You are not alone in having unrealistic expectations of a technology labelled as "AI" that appears to have very general capabilities regarding text. After all, it will always respond to any input, and the tone of responses for most of the fine tuned LLMs (of which Bard is one) give an air of confidence.
The latest releases of chatbots and related technology are all based on large language models (LLMs), where the core training process is to predict the next word, or more precisely a token which can be just part of a word, given all the text that has already been seen. This trained model is then leveraged to emulate chatting or other text generating processes. For each use case, the model can be fine tuned for the type of content and utility, and can also be "pre-prompted" to establish the nature of the content. The fine tuning and pre-prompting doesn't radically change the core nature of an LLM as a text prediction engine though.
During training, typically on immense amounts of data far larger than human experience of a single person can cope with, the LLM does learn some approximations of logic and facts, in as much as they help it predict the next token. Some of these learned capabilities are robust, useful and effective. Some less so. The more complex a real-world constraint or fact is, the less likely the LLM will have modelled it with an accurate approximate function internally.
The riddle problem you set in the question is exposing the limitations of the approximate internal models. The LLM is capable of generating a grammatically correct riddle, plus an explanation, plus meet the constraint placing a specific answer in the text. It is not capable of analysing its own output and figuring out that it has made an incorrect statement. That is, it has either no model or a weak approximate model for constraints on what should be in the mathematical statements in the riddle. From what you have written I would say "weak model" here, because the number produced by resolving the puzzle is still the correct order of magnitude, and that probably is not a coincidence.

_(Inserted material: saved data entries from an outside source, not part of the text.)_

PR #463, opened 2024-09-06
Guard against out-of-bounds memory access when parsing LIMIT_HEAP et al

alexdowad:
While fuzzing PCRE2, I found a case in which `pcre2_compile` may incorrectly read past the end of the pattern string which it is given. Here are the details:

Patterns passed to `pcre2_compile` are not guaranteed to be null-terminated. Also, it can happen that there is an invalid pattern like this:

```
(*LIMIT_HEAP=123
```
If the next byte of memory after the end of the pattern happens to be a digit, it will be parsed as part of the limit value. Or, if the next byte is a right parenthesis character, it will be taken as the end of the `(*LIMIT_HEAP=nnn)` construct.

This will result in `skipatstart` being larger than `patlen`, which will result in underflow and an erroneous call to malloc requesting a huge number of bytes.

### DIFF
--- a/testdata/testoutput15
+++ b/testdata/testoutput15
@@ -111,10 +111,10 @@ Minimum depth limit = 10
  3: ee
 
 /(*LIMIT_MATCH=12bc)abc/
-Failed: error 160 at offset 17: (*VERB) not recognized or malformed
+Failed: error 160 at offset 16: (*VERB) not recognized or malformed
 
 /(*LIMIT_MATCH=4294967290)abc/
-Failed: error 160 at offset 24: (*VERB) not recognized or malformed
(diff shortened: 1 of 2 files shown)


testdata/testoutput15
```diff
@@ -111,10 +111,10 @@ Minimum depth limit = 10
  3: ee
 
 /(*LIMIT_MATCH=12bc)abc/
-Failed: error 160 at offset 17: (*VERB) not recognized or malformed
+Failed: error 160 at offset 16: (*VERB) not recognized or malformed
```
alexdowad, line 114: This is more logical now: the first bad character in the LIMIT_MATCH construct is at offset 16, not offset 17.

zherczeg (approved):
LGTM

Expect future iterations of AI chatbots and assistants to get better at this kind of thing - in my opinion this will happen purely because it is an expectation many people will have of "useful AI". Simply scaling the LLMs will only help a little, so future work is probably looking at adding further models or integrations that can fact-check outputs, or better understand and model requests (beyond representing as streams of tokens).
In the meantime, you are always recommended to fact check results from LLMs. Do not assume any output is factually correct, always validate anything where you need it to be correct or true.